Gallbladder polyps in children--classification and management.

作者信息

Stringer Mark D, Ceylan Haluk, Ward Kate, Wyatt Judy I

机构信息

Children's Liver & GI Unit, St Jame's University Hospital, Leeds, UK.

出版信息

J Pediatr Surg. 2003 Nov;38(11):1680-4. doi: 10.1016/s0022-3468(03)00583-9.

Abstract

Polypoid lesions of the gallbladder (PLG) are rare in childhood. The authors describe 2 additional cases. A 12 year-old-girl was found to have a 5-mm gallbladder polyp during an ultrasound examination for nonspecific abdominal pain. Investigation showed no other biliary tract abnormality. During the next 5 years, she was reviewed periodically with ultrasound scans and underwent cholecystectomy when the diameter of the polyp increased to 1 cm. Histology results showed a benign cholesterol polyp. A 12-year-old-boy was found to have an incidental gallbladder polyp, which 2 years later remained static in size for 10 months. The polyp had disappeared spontaneously. The authors suggest that PLGs in children may be either primary or secondary. Only 11 primary PLGs have been reported, and their histology is variable (adenoma, gastric heterotopia, and epithelial hyperplasia).
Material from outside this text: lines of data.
Issue #437, opened 2016-02-18
telemetry and GPS LEDs are swapped


brentpicasso:

stieg:
Man... this turned out to be a bigger project than I thought.  But now we get consistent behavior across all platforms.

stieg:
Issue merged

PR #465, opened 2016-03-03
Fix up the LEDs

stieg:
This patch fixes a long standing annoying issue where we had issues controlling which LEDs were getting activated because they would change between platforms.  This solves this by declaring an enum type to represent each light we know about.  We then map that to the appropriate light in the
driver for the device to ensure proper behavior.  We also maintain the classic ability to set by index (used by Lua).  The lights are read left to right, top to bottom, with the red light always as light 0.  For RCT, the pattern follows the Red, Green, Blue strategy for indexing.

Also fixes a memory corruption bug that could happen if a user passed in an out of bounds index.


stieg:
Fixes #437

main.c
```diff
@@ -80,19 +80,19 @@ static void fatalError(const enum fatal_error type)
         taskDISABLE_INTERRUPTS();
 
         for(;;) {
-                LED_enable(1);
-                LED_enable(2);
+                led_enable(LED_GPS);
```
brentpicasso: if we have a fatal error we should be at least flashing the error LED as well. maybe flash all LEDs?

src/OBD2/OBD2_task.c
```diff
@@ -36,7 +36,7 @@
 
 #define OBD2_TASK_STACK 	100
 
-#define OBD2_FEATURE_DISABLED_DELAY_MS 2000
+#define OBD2_FEATURE_DISABled_DELAY_MS 2000
```
brentpicasso: Your refactoring tools are lacking.

src/LED/led.c
```diff
@@ -0,0 +1,81 @@
...
+
+/*
+ * LED names are the same strings as the enums in code.
+ */
+#define LED_NAME_ENTRY(a)	{#a, a}
+static struct led_names {
+        const char *name;
+        const enum led led;
+} led_names[] = {
+        LED_NAME_ENTRY(LED_ERROR),
```
brentpicasso: Where are the string representation of the LED names defined?

main.c
stieg: You are talking something like a panic function eh.  Not unlike what Linux does.  That would be a wise idea as I have had need for this in code.

src/OBD2/OBD2_task.c
stieg: oops :P.  Will fix

src/LED/led.c
stieg: Same as the Enums.  That is what the `#` character does in pre-processor.  So for the error led the string is "LED_ERROR".

main.c
brentpicasso: I'd say in the short term add the error LED as part of the grouping.

src/LED/led.c
brentpicasso: That's clever, but it could change the API through an innocent refactoring. What about decoupling it? 

Kind of reminds me the risks of externalizing the numeric enums into our API.

stieg: Agreed.  Will fix.

stieg:
This good to go @brentpicasso

src/util/panic.c
```diff
@@ -0,0 +1,99 @@
...
+                delay_seconds(FLASH_DELAY_S);
+
+                for (int c = 0; c < cause; ++c) {
+                        led_enable(LED_GPS);
+                        led_enable(LED_LOGGER);
+                        delay_seconds(FLASH_DELAY_S);
+                        led_disable(LED_GPS);
+                        led_disable(LED_LOGGER);
+                        delay_seconds(FLASH_DELAY_S);
+                }
```
brentpicasso: thought we'd also flash the error led on panic?

stieg: Oh... I just turned it on solid.  The green lights flash an encoded message.

brentpicasso: ok!

brentpicasso:
:ship:

Issue #464, opened 2016-03-03
Further enhancement to RPM filtering


brentpicasso:
Based on customer testing feedback:

For 2.8.8
* In RPM only mode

Secondary PLGs may be found in association with metachromatic leukodystrophy, Peutz-Jeghers syndrome, or pancreato-biliary malunion. The pathologic spectrum of PLGs in children appears to be different from that in adults. For primary PLGs, cholecystectomy is advisable if there are biliary symptoms or if the polyp is > or =1 cm in size. Asymptomatic cases should be maintained under ultrasound surveillance.

摘要

胆囊息肉样病变(PLG)在儿童期较为罕见。作者描述了另外2例病例。一名12岁女孩在因非特异性腹痛进行超声检查时发现有一个5毫米的胆囊息肉。检查未发现其他胆道异常。在接下来的5年里,她定期接受超声检查,并在息肉直径增至1厘米时接受了胆囊切除术。组织学结果显示为良性胆固醇息肉。一名12岁男孩偶然发现有胆囊息肉,两年后其大小在10个月内保持稳定,之后息肉自行消失。作者认为儿童的PLG可能是原发性的,也可能是继发性的。仅报道过11例原发性PLG,其组织学表现多样(腺瘤、胃异位及上皮增生)。继发性PLG可能与异染性脑白质营养不良、佩-吉综合征或胰胆管联合畸形有关。儿童PLG的病理谱似乎与成人不同。对于原发性PLG,如果出现胆道症状或息肉大小≥1厘米,建议行胆囊切除术。无症状的病例应在超声监测下随访。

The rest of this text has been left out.